If you want to learn more about the AST module, look at Thomas Kluyver’s Green Tree Snakes, which is this guide’s counterpart for the Python ast module.

Summary

The following table outlines the differences between using regular expression matching, tokenize, and ast to find or modify constructs in Python source code. No one method is the correct solution. It depends on what trade-offs you want to make between false positives, false negatives, maintainability, and the ability or inability to work with invalid or incomplete code. The table is not organized as “pros and cons” because some things may be pros (like the ability to work with incomplete code) or cons (like accepting invalid Python), depending on what you are trying to do.

Regular expressions	tokenize	ast
Can work with incomplete or invalid Python.	Can work with incomplete or invalid Python, though you may need to watch for ERRORTOKEN and exceptions.	Requires syntactically valid Python (with a few minor exceptions).
Regular expressions can be difficult to write correctly and maintain.	Token types are easy to detect. Larger patterns must be amalgamated from the tokens. Some tokens mean different things in different contexts.	AST has high-level abstractions such as ast.walk and NodeTransformer that make visiting and transforming nodes easy, even in complicated ways.
Regular expressions work directly on the source code, so it is trivial to do lossless source code transformations with them.	Lossless source code transformations are possible with tokenize, as all the whitespace can be inferred from the TokenInfo tuples. However, it can often be tricky to do in practice, as it requires manually accounting for column offsets.	Lossless source code transformations are impossible with ast, as it completely drops whitespace, redundant parentheses, and comments (among other things).
Impossible to detect edge cases in all circumstances, such as code that actually is inside of a string.	Edge cases can be avoided. Differentiates between actual code and code inside a comment or string. Can still be fooled by invalid Python (though this can often be considered a garbage in, garbage out scenario).	Edge cases can be avoided effortlessly, as only valid Python can even be parsed, and each node class represents that syntactic construct exactly.

As you can see, all three can be valid depending on what you are trying to do. With that being said, I hope I can convince you that using tokenize is almost always preferable to using regular expressions to match Python code. Code written using the tokenize module will be more correct on edge cases, more maintainable, and easier to extend.

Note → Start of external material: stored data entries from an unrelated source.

Issue #1121, opened 2024-10-21
[FEAT] Add LSA encoder


Vincent-Maladiere:
### Problem Description

Latent Semantic Analysis (LSA) consists of a TfidfVectorizer followed by Singular Value Decomposition (SVD). [Scikit-learn mentions it in TruncatedSVD](https://scikit-learn.org/dev/modules/generated/sklearn.decomposition.TruncatedSVD.html), and I wonder why it hasn't been implemented in scikit-learn in the first place, @GaelVaroquaux?

### Feature Description

Create the `LSAEncoder`, a simple pipeline chaining `TfidfVectorizer` and `TruncatedSVD` (or a PCA, both support sparse matrices).

GaelVaroquaux:
Great!!

We need to think about a name. I think LSA is a bit of a technical name that might ring a bell to non technical users.

We brainstormed a bit in terms of name with @jeromedockes and @rcap107 . The name StringEncoder came to mind. It would be close to TextEncoder (https://github.com/skrub-data/skrub/pull/1077), but we feel that the difference is somewhat understandable.

That said, maybe it would be an argument to move the name TextEncoder to SentenceEncoder, which would also be (maybe) a good name because it would be more explicit (link to "SentenceTransformer")

Vincent-Maladiere:
Very interesting! One might wonder why we don't consider the GapEncoder as a string encoder, though. WDYT?

GaelVaroquaux:
> One might wonder why we don't consider the GapEncoder as a string encoder, though. WDYT?

Yes, this was raised, and it is true. I guess that one difference that I make is that the GapEncoder assumes more latent structure (aka dirty-category structure) than open ended strings.

One argument for naming it the "StringEncoder" is that if you really have no prior information on the data or the use of the encoding, it's probably a good default to encode a string. Of course, we'll have to have good "see also" section, and a good discussion in the docs.

Vincent-Maladiere:
Okay, this sounds easy to explain in the doc!

Vincent-Maladiere:
> [Scikit-learn mentions LSA in TruncatedSVD](https://scikit-learn.org/dev/modules/generated/sklearn.decomposition.TruncatedSVD.html), and I wonder why it hasn't been implemented in scikit-learn in the first place

Any thoughts @GaelVaroquaux? I'm curious

GaelVaroquaux:
[...]

PR #1159, opened 2024-11-26
Adding the StringEncoder transformer

rcap107:
This is a first draft of a PR to address #1121

I looked at GapEncoder to figure out what to do. This is a very early version just to have an idea of the kind of code that's needed. 

Things left to do:
- [x] Testing
- [ ] Parameter checking?
- [x] Default value for the PCA? 
- [ ] Docstrings
- [ ] Deciding name of the features

### DIFF
--- a/skrub/_string_encoder.py
+++ b/skrub/_string_encoder.py
@@ -7,7 +7,6 @@ from sklearn.feature_extraction.text import (
     TfidfVectorizer,
 )
 from sklearn.pipeline import Pipeline
-from sklearn.utils.validation import check_is_fitted
 
 from . import _dataframe as sbd
 from ._on_each_column import SingleColumnTransformer
@@ -190,9 +189,3 @@ class StringEncoder(SingleColumnTransformer):
         result = sbd.copy_index(X, result)
 
         return result
-
-    def __sklearn_is_fitted__(self):
-        """
-        Check fitted status and return a Boolean value.
-        """
-        return check_is_fitted(self, "all_outputs_")


rcap107:
Tests fail on minimum requirements because I am using PCA rather than TruncatedSVD for the decomposition, and that raises issues with potentially sparse matrices.

@jeromedockes suggests using directly TruncatedSVD to begin with, rather than adding a check on the version. 

Also, I am using tf-idf as vectorizer, should I use something else? Maybe HashVectorizer? 

(writing this down so I don't forget)

GaelVaroquaux:
I'm very happy to see this progressing.

Can you benchmark it on the experiments from Leo's paper: this is important for modeling choices (eg the hyper-parameters)

GaelVaroquaux:
Actually, let's keep it simple, and use the CARTE datasets, they are good enough: https://huggingface.co/datasets/inria-soda/carte-benchmark

You probably want to instanciate a pipeline that uses TableVectorizer + HistGradientBoosting, but embeds one of the string columns with the StringEncoder (the one that is either higest cardinality, or most "diverse entry" in the sense of https://arxiv.org/abs/2312.09634

rcap107:
> Should we also add this to the text encoder example, along the TextEncoder, MinHashEncoder and GapEncoder? It shows a tiny benchmark on the toxicity dataset.

It's already there, and it shows that StringEncoder has performance similar to that of GapEncoder and runtime similar to that of MinHashEncoder

Vincent-Maladiere:
That's very interesting!

CHANGES.rst
```diff
@@ -14,7 +14,9 @@ It is currently undergoing fast development and backward compatibility is not en
 
 New features
 ------------
-
+* The :class:`StringEncoder` encodes strings using tf-idf and truncated SVD
+  decomposition and provides a cheaper alternative to :class:`TextEncoder`.
```
jeromedockes, line 18: or :class:`GapEncoder`

example_string_encoder.py
```diff
@@ -0,0 +1,33 @@
+# %% test string encoder
+import polars as pl
```
jeromedockes, line 2: I guess this should go in a test file?

examples/02_text_with_string_encoders.py
```diff
@@ -221,6 +224,25 @@ def plot_box_results(named_results):
 
 plot_box_results(results)
 
+# %%
+# |TextEncoder| embeddings are very strong, but they are also quite expensive to
+# train. A simpler, faster alternative for encoding strings is the |StringEncoder|,
```
jeromedockes, line 229: to use -- we don't actually train them

examples/02_text_with_string_encoders.py
```diff
@@ -221,6 +224,25 @@ def plot_box_results(named_results):
...
+# which works by first performing a tf-idf vectorization of the text, and then
```
jeromedockes, line 230: maybe tf-idf (computing vectors of rescaled word counts + wikipedia link)

skrub/_string_encoder.py
```diff
@@ -0,0 +1,132 @@
...
+
+        Returns
+        -------
+        X_out: Pandas or Polars dataframe with shape (len(X), tsvd_n_components)
+            The embedding representation of the input.
+        """
+        del y
+        self.pipe = Pipeline(
+            [
+                ("tfidf", TfidfVectorizer()),
```
jeromedockes, line 96: I think @GaelVaroquaux suggested using a HashingVectorizer instead of tfidfvectorizer (i don't think this would require changes elswhere in your code)

skrub/_string_encoder.py
```diff
@@ -0,0 +1,132 @@
...
+       video comments_0  video comments_1
+    0      8.218069e-01      4.557474e-17
+    1      6.971618e-16      1.000000e+00
+    2      8.218069e-01     -3.046564e-16
+    """
+
+    def __init__(self, n_components=30):
+        self.n_components = n_components
+
+    def _transform(self, X):
```
jeromedockes, line 60: maybe this could be inlined into `transform` rather than having a separate function unless I'm missing where `_transform` is called outside of `transform`

skrub/_string_encoder.py
```diff
@@ -0,0 +1,132 @@
...
+        name = sbd.name(X)
+        if not name:
+            name = "tsvd"
+        self.all_outputs_ = [f"{name}_{idx}" for idx in range(self.n_components)]
+
+        self.pipe.fit(sbd.to_numpy(X))
+
+        self._is_fitted = True
+
+        return self.transform(X)
```
jeromedockes, line 110: I think we could take advantage of `pipe.fit_transform` to avoid tokenizing the input twice during fit

jeromedockes (commented):
nice! :tada:  looking really good @rcap107  . it will be awesome to have this as the cost of the GapEncoder is the main pain point of the tablevectorizer ATM :rocket: 

I left a couple of minor comments, the main one is just a possible performance improvement if we use the vectorizer's `fit_transform` to avoid tokenizing the input twice during fit

the code is very close to ready and we have an example so once that's done what are the next steps? maybe some lightweight comparisons on a couple of datasets, then merge, then more extensive experiments to decide if it can be come the tablevectorizer's default?

example_string_encoder.py
rcap107: ops, I forgot to delete this

skrub/_string_encoder.py
rcap107: I modified the code, but I am not sure the implementation is what you meant

rcap107:
> nice! 🎉 looking really good @rcap107 . it will be awesome to have this as the cost of the GapEncoder is the main pain point of the tablevectorizer ATM 🚀
>
> I left a couple of minor comments, the main one is just a possible performance improvement if we use the vectorizer's `fit_transform` to avoid tokenizing the input twice during fit

I implemented a change, I'm not sure if it's what you meant..

> the code is very close to ready and we have an example so once that's done what are the next steps? maybe some lightweight comparisons on a couple of datasets, then merge, then more extensive experiments to decide if it can be come the tablevectorizer's default?

Sounds good

skrub/_string_encoder.py
jeromedockes: yep that's exactly what I meant thanks!

Vincent-Maladiere:
> the code is very close to ready and we have an example so once that's done what are the next steps? maybe some lightweight comparisons on a couple of datasets, then merge, then more extensive experiments to decide if it can be come the tablevectorizer's default?

I like this plan as well!

GaelVaroquaux:
Before we merge, I would love a bit of experimenting, with a fairly systematic eye on the choice of parameters.

For instance: HashingVectorizer vs TfIdfVectorizer? If we go for hashingVectorizer, should it be followed by a TfIdfTransformer or not? For the vectorizer, what should be the default values for the analyzer, the n_features and the n_gram range. I suspect that we want 'analyzer="char_wb"' and ngram_range=(3, 4) based on my experience.

These choices are actually very important, and we should drive them using systematic experimentation. I know that it is a lot of work, but it makes a huge difference.

rcap107:
So I went and ran a few experiments and I have some preliminary results. I reused some of the code from the main example, so the plots are not very good. 

I modified the StringEncoder to have
- `vectorizer` to choose between `tfidf` and `hashing` (mapped to `TfidfVectorizer` and `HashingVectorizer`). Default is `tfidf`
- `ngram_range`, which can be any pair of integers >= `(1,1`). Default is `(1,1)`.
- `tf_idf_followup`, which is a boolean flag. If active, the `HashingVectorizer` is followed by a `TfidfTransformer`.
- `analyzer`, which can be `word`, `char`, or `char_wb`. Default is `word`.
I also added:
- `n_features`, which is a parameter for `tfidf`.
- `max_features`, which is a parameter for `hashing`.

Then I tested these parameters:
```python
configurations = {
    "ngram_range": [(1, 1), (3, 4)],
    "analyzer": ["word", "char", "char_wb"],
    "vectorizer": ["hashing", "tfidf"],
    "n_components": [30],
    "tf_idf_followup": [True, False],
}
```


Only tfidf


Only hashingvectorizer, no tfidf followup
image

Hashingvectorizer with tfidf followup
image


Summary is:
- tfidf is faster
- hashing + tfidf has the same prediction performance as tfidf, but it's much slower
- hashing alone is worse than tfidf and is much slower

jeromedockes:
thanks for those experiments! I'm surprised the (1, 1 ) ngram with "char" or "char_wb" can perform so well -- isn't it just counting individual characters?

GaelVaroquaux:
> I'm surprised the (1, 1 ) ngram with "char" or "char_wb" can perform so well -- isn't it just counting individual characters?

char_wb makes sense: it's counting words and characters

rcap107:
I ran a few more experiments, because the results looked suspicious, and I think what I have now makes much more sense.

Pareto plots (time is on a log scale):
image

Boxplots, test score on y-axis
image

Boxplots, time on y-axis
image

I don't know why the previous results were so off, I might have been reusing results across runs :thinking: 

What is consistent is that tf-idf is way faster and has similar performance if not better than hashing vectorizer.

GaelVaroquaux:
OK, those results look great. Please do keep the associated data, as one day we may publish a paper on skrub :grin: 

If I can make an editorial decision: let's use the char_wb, ngram_range=(3, 4). It matches what we do in the GapEncoder.

rcap107:
Great, then I'll clean up the script I am using and I'll put it somewhere, so I can find it if we decide to run more in-depth experiments (like by testing more tables, or changing the number of components or idk).

As for the StringEncoder, do I keep the HashingVectorizer at all? Or do I keep only the arguments relative to tf-idf?

jeromedockes:
>> I'm surprised the (1, 1 ) ngram with "char" or "char_wb" can perform so well -- isn't it just counting individual characters?
>
> char_wb makes sense: it's counting words and characters

IIUC correctly char_wb prevents char ngrams from crossing word boundaries but they're still only character ngrams no?

skrub/tests/test_string_encoder.py
```diff
@@ -0,0 +1,142 @@
...
+    result = se.fit_transform(encode_column)
+
+    # Converting dtypes to avoid nullable shenanigans
+    check_df = sbd.pandas_convert_dtypes(check_df)
+    result = sbd.pandas_convert_dtypes(result)
+
+    df_module.assert_frame_equal(check_df, result)
+
+
+def test_hashing(encode_column, df_module):
```
rcap107, line 55: I think this test is failing because the hashing vectorizer is not deterministic, if that's the case, I'm not sure how to handle it in the test other than exposing RNG everywhere. 

I didn't bother because we haven't decided whether to keep the hashing vectorizer in the first place.

rcap107:
For the record, this is the same example with the new defaults 
image

image

Pretty good result I think

jeromedockes:
nice!! do you mind trying the employee_salaries dataset too, as it has columns that are more like categories rather than text?

skrub/tests/test_string_encoder.py
jeromedockes: otherwise in the test you can just check the type and shape of the output and the content of `self.pipe`

rcap107:
> nice!! do you mind trying the employee_salaries dataset too, as it has columns that are more like categories rather than text?

I used R2 as metric, and did not test HashingVectorizer. It seems like when columns are more categories than text, then the GapEncoder is doing a better job than all the alternatives.
image

image

image

Still, StringEncoder is much faster and the performance is pretty good. TextEncoder is not doing quite as well on the other hand. 

Bottom line is, for more "categorical-looking" attributes, use the GapEncoder for better performance, or StringEncoder for decent performance and faster fit time, for text use TextEncoder for better performance or StringEncoder for decent performance and much faster fit time. 

This is from a pretty quick and dirty set of experiments, we could also try something like the heuristics from Leo's paper to choose, but that's going to get way more complicated. 

By the way, where should I put all the code I used for these results? So far I have it in my scratch folder.

skrub/_string_encoder.py
```diff
@@ -0,0 +1,201 @@
...
+            )
+        if not len(self.ngram_range) == 2:
+            raise ValueError(
+                f"`ngram_range` must have length 2, found {len(self.ngram_range)}."
+            )
+
+        if not isinstance(self.n_components, int) and self.n_components > 0:
+            raise ValueError(
+                f"`n_components` must be a positive integer, found {self.n_components}"
+            )
```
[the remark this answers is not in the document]
rcap107: I left in only the first check, the other constraints are in there, but I think they're less strict

GaelVaroquaux:
> IIUC correctly char_wb prevents char ngrams from crossing word boundaries but they're still only character ngrams no?

Good point. I was confusing with the "add_word" strategy of the GapEncoder ( https://github.com/skrub-data/skrub/blob/8a542bbe3674527feed8d4b0194dbedfe62ace20/skrub/_gap_encoder.py#L236 ). I would be interested if we could also explore this option. I seem to remember that it can help markedly, though come at a cost

GaelVaroquaux:
One last thing (I always come up with more :D ):

we'll have to be very careful to summarize the tradeoffs between the different encoders in a few lines (a few lines, something short and clear :D ) at the top of the corresponding section of the docs. It is very important that we convey to the user what we have learned

rcap107:
> One last thing (I always come up with more :D ):
> 
> we'll have to be very careful to summarize the tradeoffs between the different encoders in a few lines (a few lines, something short and clear :D ) at the top of the corresponding section of the docs. It is very important that we convey to the user what we have learned

This is something for a separate PR though

examples/02_text_with_string_encoders.py
```diff
@@ -132,7 +135,7 @@ def plot_gap_feature_importance(X_trans):
 # We set ``n_components`` to 30; however, to achieve the best performance, we would
 # need to find the optimal value for this hyperparameter using either |GridSearchCV|
 # or |RandomizedSearchCV|. We skip this part to keep the computation time for this
-# example small.
+# small example.
```
jeromedockes, line 138: to keep the computation time <missing word> for this ...

skrub/_string_encoder.py
```diff
@@ -0,0 +1,186 @@
...
+
+
+class StringEncoder(SingleColumnTransformer):
+    """Generate a lightweight string encoding of a given column using tf-idf \
+        vectorization and truncated SVD.
+
+    First, apply a tf-idf vectorization of the text, then reduce the dimensionality
+    with a truncated SVD decomposition with the given number of parameters.
+
+    New features will be named `{col_name}_{component}` if the series has a name,
```
jeromedockes, line 21: I think you need double backticks

skrub/_string_encoder.py
```diff
@@ -0,0 +1,186 @@
...
+    and `tsvd_{component}` if it does not.
+
+    Parameters
+    ----------
+    n_components : int, default=30
+        Number of components to be used for the PCA decomposition. Must be a
```
jeromedockes, line 27: to keep the number of acronyms under control maybe we should stick to "SVD" not "PCA". also we could have the expanded acronyms in parentheses the first time we mention them and links to their wikipedia pages in  a Notes section

skrub/_string_encoder.py
```diff
@@ -0,0 +1,186 @@
...
+        positive integer.
+    vectorizer : str, "tfidf" or "hashing"
+        Vectorizer to apply to the strings, either `tfidf` or `hashing` for
```
jeromedockes, line 30: also here not sure what was your desired formatting -- single backticks will be italic, double for monospace

skrub/_string_encoder.py
```diff
@@ -0,0 +1,186 @@
...
+        scikit-learn TfidfVectorizer or HashingVectorizer respectively.
+
+    ngram_range : tuple of (int, int) pairs, default=(3,4)
+        Whether the feature should be made of word or character n-grams.
```
jeromedockes, line 34: looks like the docs for n_gram_range and analyzer got swapped

skrub/_string_encoder.py
```diff
@@ -0,0 +1,186 @@
...
+        Option ‘char_wb’ creates character n-grams only from text inside word
+        boundaries; n-grams at the edges of words are padded with space.
+
+    analyzer : str, "char", "word" or "char_wb", default="char_wb"
+        The lower and upper boundary of the range of n-values for different
+        n-grams to be extracted. All values of n such that min_n <= n <= max_n
+        will be used. For example an `ngram_range` of `(1, 1)` means only unigrams,
```
jeromedockes, line 41: same comment about rst vs markdown

skrub/_string_encoder.py
```diff
@@ -0,0 +1,186 @@
...
+        `(1, 2)` means unigrams and bigrams, and `(2, 2)` means only bigrams.
+
+    See Also
+    --------
+    MinHashEncoder :
+        Encode string columns as a numeric array with the minhash method.
+    GapEncoder :
+        Encode string columns by constructing latent topics.
+    SimilarityEncoder :
+        Encode string columns as a numeric array with n-gram string similarity.
```
jeromedockes, line 51:
```suggestion
```

skrub/_string_encoder.py
```diff
@@ -0,0 +1,186 @@
...
+        if self.vectorizer == "tfidf":
+            self.pipe = Pipeline(
+                [
+                    (
+                        "tfidf",
+                        TfidfVectorizer(
+                            ngram_range=self.ngram_range, analyzer=self.analyzer
+                        ),
+                    ),
+                    ("tsvd", TruncatedSVD(n_components=self.n_components)),
```
jeromedockes, line 128: as in the textencoder, I think we need to handle the case where we end up with the smaller dimension of the tfidf < self.n_components (could happen for example if fitting on a column with few unique words and setting a large n_components and using the word analyzer). in that case we can do the same as textencoder ie keep `tfidf[:, :self.n_components]`

jeromedockes: (adding that logic might require you to move the svd out of the pipeline)

jeromedockes (commented):
mostly corner cases remaining :tada:  :)

rcap107:
I tested TableVectorizer with `drop` for `high_cardinality` and the result is pretty bad. I also tested GapEncoder with `add_words=True`, but it does not seem to help here.

image

image

image

I also tried to use OrdinalEncoder as @Vincent-Maladiere suggested, but I was not able to run the experiments :thinking: 
```python
from sklearn.preprocessing import OrdinalEncoder

ordinal_encoder = OrdinalEncoder(handle_unknown="use_encoded_value")

ordinal_encoder_pipe = clone(gap_pipe).set_params(
    **{"tablevectorizer__high_cardinality": ordinal_encoder}
)
ordinal_encoder_results = cross_validate(ordinal_encoder_pipe, X, y, scoring="r2")
results.append(("OrdinalEncoder", ordinal_encoder_results))
```
This gives me: 
```sh
    res = func(*args, **kwargs)
  File "/home/rcappuzz/Projects/skrub/skrub/_on_each_column.py", line 547, in _fit_transform_column
    raise ValueError(
ValueError: Transformer OrdinalEncoder.fit_transform failed on column 'division'. See above for the full traceback.
```
Plus a very long traceback I couldn't figure out.

Vincent-Maladiere:
Nice! So what is the conclusion regarding the `StringEncoder(1, 1)`? How can it perform so well against `drop` and `OrdinalEncoder`, when it only considers individual characters?

Vincent-Maladiere:
I'm happy that the string encoder looks like a great baseline for short, messy columns and long, free-form text as well.

rcap107:
> we'll have to be very careful to summarize the tradeoffs between the different encoders in a few lines (a few lines, something short and clear :D ) at the top of the corresponding section of the docs. It is very important that we convey to the user what we have learned This is something for a separate PR though
> I'd rather not. IMHO the docs need to be reorganized as we add complexity to the package. Also, the evidence for this recommendation comes from this PR.

I updated the doc page on the Encoders, but it was only to add the `StringEncoder` and a short summary of the different methods. Looking at the page, I think it would be better to expand on it with more detail for all encoders and maybe an explanation of the parameters, but that's something that would take way more effort (and definitely something for a separate PR).

rcap107:
> Nice! So what is the conclusion regarding the `StringEncoder(1, 1)`? How can it perform so well against `drop` and `OrdinalEncoder`, when it only considers individual characters?

image

My feeling is that OrdinalEncoder is just not that good if there is no order in the feature to begin with, while strings that are similar to each other usually are related no matter how they are sliced. 

I think an interesting experiment would be having a dictionary replacement where all strings in the starting table are replaced by random alphanumeric strings and check the performance of the encoders on that. In that case, I can imagine StringEncoder would not do so well compared to OrdinalEncoder.

doc/encoding.rst
```diff
@@ -10,10 +10,22 @@ Encoding or vectorizing creates numerical features from the data,
 converting dataframes, strings, dates... Different encoders are suited
 for different types of data.
 
-.. _dirty_categories:
+Summary
+.......
+:class:`StringEncoder` should be used in most cases when working with high-cardinality
```
rcap107, line 15: StringEncoder is not rendered properly, not sure how to fix this

jeromedockes: you need to add it to the reference documentation index:

https://github.com/skrub-data/skrub/blob/main/doc/reference/index.rst?plain=1#L43


so that sphinx can create a page and a link for it

skrub/_string_encoder.py
```diff
@@ -0,0 +1,200 @@
...
+                f"{min_shape}, which is too small to fit a truncated SVD with "
+                f"n_components={self.n_components}. "
+                "The embeddings will be truncated by keeping the first "
+                f"{self.n_components} dimensions instead. "
+            )
+            # self.n_components can be greater than the number
+            # of dimensions of result.
+            # Therefore, self.n_components_ below stores the resulting
+            # number of dimensions of result.
+            result = X_out[:, : self.n_components].toarray()
```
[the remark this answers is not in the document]
rcap107: Sure, not in this PR though

skrub/_string_encoder.py
```diff
@@ -0,0 +1,195 @@
...
+        result = sbd.make_dataframe_like(X, dict(zip(self.all_outputs_, result.T)))
+        result = sbd.copy_index(X, result)
+
+        return result
+
+    def __sklearn_is_fitted__(self):
+        """
+        Check fitted status and return a Boolean value.
+        """
+        return check_is_fitted(self, "all_outputs_")
```
jeromedockes, line 195: it doesn't hurt to have it but this method is not needed: by default scikit-learn's `check_is_fitted` will look for attributes with name ending with an underscore, so it would return the same result whether we override the default behavior by defining __sklearn_is_fitted__ or not

Vincent-Maladiere (commented):
OpenML downloads still fail and break the CI

jeromedockes (approved):
LGTM!! Thanks a lot @rcap107 this is a great addition :rocket:

Vincent-Maladiere (approved):
Looks good! Thanks @rcap107 :)

GaelVaroquaux:
I'm doing a last review of this PR. It's great, I love it. A tiny comment: I think that I prefer the comparison plot in log; if people agree, I'll implement the change
image

jeromedockes:
fine by me!

Vincent-Maladiere:
+1

Issue #1165, opened 2024-11-29
Add a dark mode to table reports


rouk1:
### Problem Description

Table report only has a light theme.

### Feature Description

The implementation could be in three parts:

- extract all colors to css variables
- use the created variables everywhere
- create a new set of variables (a dark theme), for a first round dark mode could be current color with inverted luminance
- use a media query to switch between variables sets

Implementation could look like:

```css
@media (prefers-color-scheme: dark) {
  :host {
    /* backgrounds */
    --color-background-primary: #1a1a1a;
    --color-background-secondary: #222;
    --color-background-plots: #121212;

    /* text */
    --color-text-primary: #fff;
    --color-text-secondary: #a2a2a2;

    /* shadow */
    --color-shadow: rgb(0 0 0/58%);
  }
}

@media (prefers-color-scheme: light) {
  :host {
    /* backgrounds */
    --color-background-primary: #fff;
    --color-background-secondary: #fafafb;
    --color-background-plots: #fdfdfd;

    /* text */
    --color-text-primary: #2f3037;
    --color-text-secondary: #616271;

    /* shadow */
    --color-shadow: rgb(0 0 0/19%);
  }
}
```

> [!NOTE]  
> Naming css variables is always tricky, my proposal is to use a consistent pattern: --what-where-variation-interactivity
> `what` could be colors for now but may scale to sizes
> `where` defines in which css rules the variable should be used (background for background, text for font color, ...)
> `variation` values may be variable according to context a title may not have exactly the same color as a subtitle for example
> `interactivity` value on hover for example

jeromedockes:
Thanks a lot for opening this @rouk1 !  Your plan sounds great. I'm looking forward to having someone who knows what they are doing (as opposed to me :sweat_smile: ) improve the display part of the reports :)

after the dark mode was mentioned in the skore issue I had started a branch (which was not ready for a PR yet) so just in case there's some information in that I opened #1166 

>  for a first round dark mode could be current color with inverted luminance

that sounds good, though note not much thought has gone into the current colors so once everything is organized with a reasonable set of variables we can also redefine all colors for both modes. 

> Naming css variables is always tricky, my proposal is to use a consistent pattern: --what-where-variation-interactivity

Indeed that part is rather chaotic in the tablereport ATM...

jeromedockes:
done in #1201

PR #1166, opened 2024-11-29
Add a dark theme for the tablereport

jeromedockes:
rough draft to start reorganizing the colors & add a dark variant.
I'm opening the PR to have a trace of it but we don't have to use it we can start over from scratch based on #1165

### DIFF
--- a/skrub/_reporting/_data/templates/base.css
+++ b/skrub/_reporting/_data/templates/base.css
@@ -28,23 +28,109 @@
     --radius: var(--space-s);
     --line-height: 1.5;
 
+    --blue: #3584e4;
+    --darkblue: #0f4e9b;
     --lightgreen: #eafaea;
     --mediumgreen: #d6f5d6;
     --darkgreen: 	#c1f0c1;
     --verydarkgreen: #84e184;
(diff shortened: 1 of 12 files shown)


jeromedockes:
the colors are very random and need to be changed   but I think at this point the report should be readable both in light & dark modes

screenshot_2024-11-29T09:47:32+01:00

jeromedockes:
I would rather not try to match the exact theme with a finer granularity than dark/light. IMO we should hard code a full set of colors for light mode and for dark mode and just match the mode rather than reuse colors from a vscode theme. because vscode is just one of the many places report can be displayed, and also I assume that as in any editor there is a myriad of themes and each user can come up with their own. so I think if we try to reuse colors from vscode themes we can end up having to maintain many variants, spend time checking them every time we change something, and most importantly risk having some parts unreadable due to low contrast in some environments

GaelVaroquaux:
> IMO we should hard code a full set of colors for light mode and for dark mode and just match the mode rather than reuse colors from a vscode theme.

I would agree. It's just about checking that it is visible and legible in all settings.

jeromedockes:
closing in favor of #1201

Other Standard Library Modules

In addition to tokenize and ast, the Python standard library has several other modules which can aid in inspecting and manipulating Python source code.

Parso

As a final note, David Halter’s parso library contains an alternative implementation of the standard library tokenize and ast modules for Python. Parso has many advantages over the standard library, such as round-trippable AST, a tokenize() function that has fewer “gotchas” and doesn’t raise exceptions, the ability to detect multiple syntax errors in a single block of code, the ability to parse Python code for a different version of Python than the one that is running, and more. If you don’t mind an external dependency and want to save yourself potential headaches, it is worth considering using parso instead of the standard library tokenize or ast. Parso’s tokenizer (parso.python.tokenize.tokenize()) is based on the standard library tokenize, so even if you use it, this guide may be helpful in understanding it.

---

[1]

Actually there are a handful of syntax errors that cannot be detected by the AST due to their context sensitive nature, such as break outside of a loop. These are found only after compiling the AST.